**PROBLEM STATEMENT:** Set down each line exactly, beginning with the one that contains "- Version: 83.0.4103.106" and continuing through the last line of the listing, and nothing else.

**DATA TO USE:**
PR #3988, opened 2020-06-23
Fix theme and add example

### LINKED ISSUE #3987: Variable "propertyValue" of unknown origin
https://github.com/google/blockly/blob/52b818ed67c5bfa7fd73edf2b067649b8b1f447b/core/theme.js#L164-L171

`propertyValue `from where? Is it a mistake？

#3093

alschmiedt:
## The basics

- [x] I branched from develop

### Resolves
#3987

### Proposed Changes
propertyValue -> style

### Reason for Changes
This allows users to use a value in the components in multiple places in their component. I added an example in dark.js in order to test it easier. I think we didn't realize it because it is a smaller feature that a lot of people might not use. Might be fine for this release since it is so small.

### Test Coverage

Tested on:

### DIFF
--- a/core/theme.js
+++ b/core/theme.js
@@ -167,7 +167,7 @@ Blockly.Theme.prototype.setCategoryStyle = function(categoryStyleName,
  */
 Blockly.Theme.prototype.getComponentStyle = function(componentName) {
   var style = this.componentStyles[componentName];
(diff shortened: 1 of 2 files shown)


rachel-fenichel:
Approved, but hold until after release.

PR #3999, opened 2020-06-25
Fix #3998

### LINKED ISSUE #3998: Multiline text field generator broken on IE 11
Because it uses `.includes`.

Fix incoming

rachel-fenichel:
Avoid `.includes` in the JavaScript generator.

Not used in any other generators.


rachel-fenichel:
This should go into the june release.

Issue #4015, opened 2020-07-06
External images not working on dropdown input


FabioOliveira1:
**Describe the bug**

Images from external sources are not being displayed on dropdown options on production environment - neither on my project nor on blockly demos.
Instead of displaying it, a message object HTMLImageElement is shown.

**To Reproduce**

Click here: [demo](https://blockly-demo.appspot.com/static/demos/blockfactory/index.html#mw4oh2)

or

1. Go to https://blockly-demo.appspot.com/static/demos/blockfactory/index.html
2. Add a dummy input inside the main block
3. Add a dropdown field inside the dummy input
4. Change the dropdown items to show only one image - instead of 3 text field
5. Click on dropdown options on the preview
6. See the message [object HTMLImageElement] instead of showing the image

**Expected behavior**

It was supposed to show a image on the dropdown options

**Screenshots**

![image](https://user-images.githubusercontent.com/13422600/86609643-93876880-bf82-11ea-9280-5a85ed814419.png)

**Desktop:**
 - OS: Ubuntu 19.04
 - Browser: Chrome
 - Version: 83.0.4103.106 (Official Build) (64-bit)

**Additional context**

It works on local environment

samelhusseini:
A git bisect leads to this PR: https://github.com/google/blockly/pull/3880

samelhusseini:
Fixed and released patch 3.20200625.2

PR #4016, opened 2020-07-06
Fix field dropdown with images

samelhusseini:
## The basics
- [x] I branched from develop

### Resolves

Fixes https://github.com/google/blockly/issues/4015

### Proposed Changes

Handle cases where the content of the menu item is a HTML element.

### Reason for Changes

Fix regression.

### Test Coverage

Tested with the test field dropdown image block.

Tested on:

**COMPLETED TASK:**
 - Version: 83.0.4103.106 (Official Build) (64-bit)

**Additional context**

It works on local environment

samelhusseini:
A git bisect leads to this PR: https://github.com/google/blockly/pull/3880

samelhusseini:
Fixed and released patch 3.20200625.2

PR #4016, opened 2020-07-06
Fix field dropdown with images

samelhusseini:
## The basics
- [x] I branched from develop

### Resolves

Fixes https://github.com/google/blockly/issues/4015

### Proposed Changes

Handle cases where the content of the menu item is a HTML element.

### Reason for Changes

Fix regression.

### Test Coverage

Tested with the test field dropdown image block.

Tested on:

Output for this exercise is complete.